The maintenance of the Anglo-French Alliance despite the tortuous courses to which the Emperor was addicted, was due to the peculiarly close relations of the two Courts, and the friendship that existed between Lord Palmerston and the French Ambassador, Count Persigny. Persigny's Imperial master, however, was regarded by the Prime Minister with but little confidence. In particular his notable scheme for dividing the Sick Man's heritage through the occupation of Tunis by Sardinia, Morocco by France, and Egypt by Britain was rejected at once. How could Britain and France, Lord Palmerston contended, who had just guaranteed the integrity of the Turkish Empire, proceed like the partitioners of Poland, to strip the Sultan of his outlying dominions? Besides, we did not want Egypt; all we wished was that the country should not belong to any other European Power, and that we should have a free passage across it. It was undoubtedly distrust of the Emperor which induced Lord Palmerston to oppose the construction of the Suez Canal scheme, which he did with such insistence that the Sultan's firman was not granted until after his death. His public reasons, which were much ridiculed at the time, were that the canal would never be made, that even if it was made, it would not pay, and that by rendering Egypt virtually independent of the Porte, it would impair the integrity of the Turkish Empire. His private objections, as given in a letter to Lord John Russell, were far more statesmanlike. They were that a canal open to all nations would deprive Britain of the commercial monopoly with the East which she at present possessed, and that "it required only a glance at the map of the world to see how great would be the naval and military advantage to France in a war with Britain to have such a short cut to the Indian seas, while we should be obliged to send ships round by the Cape."

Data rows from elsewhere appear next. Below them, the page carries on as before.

PR #590, opened 2018-01-10
BF: if voxel order in header is lowercase, .trk can't load

kesshijordan:
If the voxel_order field of the header is lowercase in a track file (this is the case when I re-save streamlines using trackvis on my mac: Trackvis Version 0.6.1 (Build 2017.01.17) Public), it will not load using the new nib.streamlines.load because axcodes2ornt returns nan's when given a lower case voxel order.

### DIFF
--- a/nibabel/orientations.py
+++ b/nibabel/orientations.py
@@ -350,9 +350,8 @@ def axcodes2ornt(axcodes, labels=None):
            [ 2.,  1.]])
     """
 
-    axcodes = tuple(c.upper() for c in axcodes)
-
     if labels is None:
+        axcodes = tuple(c.upper() for c in axcodes)
         labels = list(zip('LPI', 'RAS'))
     n_axes = len(axcodes)
     ornt = np.ones((n_axes, 2), dtype=np.int8) * np.nan
--- a/nibabel/orientations.py
+++ b/nibabel/orientations.py
@@ -349,9 +349,8 @@ def axcodes2ornt(axcodes, labels=None):
            [ 0., -1.],
            [ 2.,  1.]])
     """
-
     if labels is None:
-        axcodes = tuple(c.upper() for c in axcodes)
+        axcodes = tuple(c.upper() if c is not None else None for c in axcodes)
         labels = list(zip('LPI', 'RAS'))
     n_axes = len(axcodes)
     ornt = np.ones((n_axes, 2), dtype=np.int8) * np.nan
--- a/nibabel/orientations.py
+++ b/nibabel/orientations.py
@@ -349,7 +349,12 @@ def axcodes2ornt(axcodes, labels=None):
            [ 0., -1.],
            [ 2.,  1.]])
     """
-    axcodes = axcodes.upper()
+
+    upper_str = []
+    for c in axcodes:
+        upper_str.append(c.upper())
+    axcodes = tuple(upper_str)
+
     if labels is None:
         labels = list(zip('LPI', 'RAS'))
     n_axes = len(axcodes)
--- a/nibabel/orientations.py
+++ b/nibabel/orientations.py
@@ -349,6 +349,7 @@ def axcodes2ornt(axcodes, labels=None):
            [ 0., -1.],
            [ 2.,  1.]])
     """
+    axcodes = axcodes.upper()
     if labels is None:
         labels = list(zip('LPI', 'RAS'))
     n_axes = len(axcodes)
--- a/nibabel/orientations.py
+++ b/nibabel/orientations.py
@@ -350,10 +350,7 @@ def axcodes2ornt(axcodes, labels=None):
            [ 2.,  1.]])
     """
 
-    upper_str = []
-    for c in axcodes:
-        upper_str.append(c.upper())
-    axcodes = tuple(upper_str)
+    axcodes = tuple(c.upper() for c in axcodes)
 
     if labels is None:
         labels = list(zip('LPI', 'RAS'))
--- a/nibabel/streamlines/tests/test_trk.py
+++ b/nibabel/streamlines/tests/test_trk.py
@@ -17,7 +17,7 @@ from ..tractogram import Tractogram
 from ..tractogram_file import HeaderError, HeaderWarning
 
 from .. import trk as trk_module
-from ..trk import TrkFile, encode_value_in_name, decode_value_from_name
+from ..trk import TrkFile, encode_value_in_name, decode_value_from_name, get_affine_trackvis_to_rasmm
 from ..header import Field
 
 DATA = {}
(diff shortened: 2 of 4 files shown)


matthew-brett:
Thanks a lot for this - @MarcCote - any reason we should insist on lower-case voxel orientations?

@kesshijordan - any chance of adding a test?

kesshijordan:
Thanks, @matthew-brett. Sure, though do you know how to fix the travis failures, above? The spacing on the arrays disagrees on expected vs got (though the numbers match) in the DOC_DOC_TEST=1 builds.

effigies:
Looks like that's an effect of numpy releasing 1.14 (related: #556, #582), and us not running `DOC_DOC_TEST` on prereleases. I wouldn't worry about it in this PR.

kesshijordan:
Thanks, @effigies

@matthew-brett I added a test comparing the trackvis to rasmm affines between two simulated trk files (voxel order las and LAS). I put it in the test_load_file_with_wrong_information() set. Is that fine?

MarcCote:
@matthew-brett no, there is no reason why we couldn't support both. That said, shouldn't we fix that in `nibabel.orientations.axcodes2ornt`? Is there any reason why we couldn't support lower case letter for the orientation?

matthew-brett:
Good point - lower case should be OK for the axis codes in orientations.py ...

kesshijordan:
@matthew-brett and @MarcCote : I moved the change to `nibabel.orientations.axcodes2ornt` by inserting `axcodes = axcodes.upper()` as the first line. I think the test I added before should still work, since it would break if 'las' and 'LAS' were treated differently. Is this okay?

nibabel/orientations.py
```diff
@@ -349,6 +349,7 @@ def axcodes2ornt(axcodes, labels=None):
            [ 0., -1.],
            [ 2.,  1.]])
     """
+    axcodes = axcodes.upper()
```
MarcCote: According to the docsring, `axcodes` is a tuple not a str. So, `.upper()` does not exist.

kesshijordan: Thanks; I hadn't noticed that : ) It fixed my loading issue because the .trk files I'm trying to load have orientation stored as a string, but that does break on tuples. I exchanged that line for a loop that generates an upper-case tuple from either a string or a tuple (see below). How's this?

```
upper_str = []
    for c in axcodes:
        upper_str.append(c.upper())
    axcodes = tuple(upper_str)
```

effigies: How about the following?

```Python
axcodes = tuple(c.upper() for c in axcodes)
```

kesshijordan: Thanks, @effigies

effigies:
Sorry to push more work on you, but do you think you could quickly add some test cases to `axcodes2ornt`?

https://github.com/nipy/nibabel/blob/ee4ce2a646cd49ea382d24f73e58b429d4795a49/nibabel/tests/test_orientations.py#L278-L314

Something like:

```Python
lia_ornt = [[0, -1], [2, -1], [1, 1]]
for lia_axcodes in ('LIA', 'lia', ('L', 'I', 'A'), ('l', 'i', 'a')):
    assert_array_equal(axcodes2ornt(lia_axcodes), lia_ornt)
```

nibabel/orientations.py
```diff
@@ -349,6 +349,9 @@ def axcodes2ornt(axcodes, labels=None):
            [ 0., -1.],
            [ 2.,  1.]])
     """
+
+    axcodes = tuple(c.upper() for c in axcodes)
```
effigies: This is breaking on `labels is not None`. Probably the least disruptive approach is to move this into the `if labels is None` branch immediately below.

My reasoning is that, if somebody's passing labels, they'll also be passing axis codes with labels selected from that set. (The alternative would be to also apply `.upper()` to the labels, but I don't like the smell of that.)

effigies:
Hi @kesshijordan, just checking in. I think this is very nearly ready, if you have a few minutes. If you're swamped, I can submit a PR to your branch with my suggested changes.

kesshijordan:
Hi, @effigies. Thanks for checking in; I've been swamped but I have a bit of time now. I'll submit changes soon.

nibabel/orientations.py
```diff
@@ -349,7 +349,9 @@ def axcodes2ornt(axcodes, labels=None):
            [ 0., -1.],
            [ 2.,  1.]])
     """
+
```
effigies: Just for a clean diff, could you remove this empty line?

nibabel/orientations.py
```diff
@@ -349,7 +349,9 @@ def axcodes2ornt(axcodes, labels=None):
...
     if labels is None:
+        axcodes = tuple(c.upper() for c in axcodes)
```
effigies: Looks like we did not consider `c is None`. Maybe update this to:

```Python
axcodes = tuple(c.upper() if c is not None else None for c in axcodes)
```

kesshijordan:
Absolutely. Thanks for all the pointers, @effigies. I have made those corrections and resubmitted.

effigies:
Looks ready to me. @MarcCote @matthew-brett any further comments?

nibabel/orientations.py
```diff
@@ -350,6 +350,7 @@ def axcodes2ornt(axcodes, labels=None):
            [ 2.,  1.]])
     """
     if labels is None:
+        axcodes = tuple(c.upper() if c is not None else None for c in axcodes)
```
matthew-brett: Should this be run only when `labels is None`?

effigies: Yes. Unless the labels themselves are also to be filtered. See https://github.com/nipy/nibabel/pull/590#discussion_r163340494.

matthew-brett: Doesn't that smell off though - to be case insensitive only when the labels are not specified?

I guess the ideal would be to be case insensitive only for codes labels in `LRAPIS`.

effigies: I see, so the issue is if someone passes an alternative default ordering of the normal codes, but not custom labels, we want the overall behavior to be unchanged. I was under the impression that the only time you wanted to specify labels would be to use some custom labeling.

Then yeah, that might make sense. What if it becomes:

```Python
if labels is None:
    labels = list(zip('LPI', 'RAS'))

# Enable case-insensitive axis codes for standard direction labels
if set(elem for pair in labels for elem in pair) == set('LRAPIS'):
    axcodes = tuple(...)
```

effigies: @matthew-brett Can you please confirm whether I've summarized your concern and proposed a reasonable solution? If so, I think we can get this fix in pretty soon.

matthew-brett: Sorry to be a bit imprecise.

Now I think about this more, it still seems ugly to me to special case for characters `LRAPIS`.  Why these and not other codes?   For example, what if someone uses `F` and `B` for front and back?  Wouldn't they expect the same behavior?

I've very sorry to keep changing, but can't we go back to expecting upper case for the codes from the caller, and, in particular, fixing this in the trackvis caller rather than here?

kesshijordan: @matthew-brett would it make sense to put in a "header format check" that returns a more informative error? That way the user can see why the load is failing and modify the header themself?

matthew-brett:
@kesshijordan - I've made an alternative PR, as a suggestion.  It's got your initial changes, plus (I think) some code to give a more informative error, as you suggested above.  Is that OK with you?

matthew-brett:
Sorry - the PR is linked below, but for completeness - #600

kesshijordan:
That sounds good, @matthew-brett. Thanks!

nibotmi:
:umbrella: The latest upstream changes (presumably #600) made this pull request unmergeable. Please resolve the merge conflicts.

matthew-brett:
@kesshijordan - OK to close this one?

MarcCote:
Yes, I'm good with the changes of #600.

kesshijordan:
Yes, @matthew-brett. Okay to close this one.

CHINESE OFFICERS HAULING DOWN THE BRITISH FLAG ON THE "ARROW." (See p. [169].)

The most momentous debates in the Session of 1857 were connected with the affairs of China. They resulted in the defeat of Lord Palmerston's Administration, which was followed by the dissolution of Parliament. It was a seemingly trivial incident in a remote part of the globe that led to these important consequences. Sir John Bowring had been appointed British Consul in Canton in 1849. In 1854 he was appointed her Majesty's Plenipotentiary in China and Governor of Hong Kong. While he occupied this position he came into hostile collision with the Imperial Government. On the 8th of October, 1856, a lorcha named the Arrow, which bore the British flag, was boarded by Chinese officers, for the purpose of arresting some of their countrymen charged with piracy. The British flag was torn down, and twelve out of a crew of fourteen were carried off prisoners. Sir John Bowring in vain endeavoured to obtain redress for this outrage. The Imperial Commissioner Yeh paid no attention to his remonstrances, or only returned evasive answers. Menaces being equally unavailing, the matter was referred to the British admiral, Sir Michael Seymour. Troops were obtained from India and Ceylon, and Sir John Bowring, on his own responsibility—without any authority from the Government at home—made war upon the most ancient and extensive empire in the world. The forts along the river were one after another attacked and reduced. The public buildings in the city of Canton were shelled. A large fleet of war-junks was destroyed, and the city lay defenceless under our guns.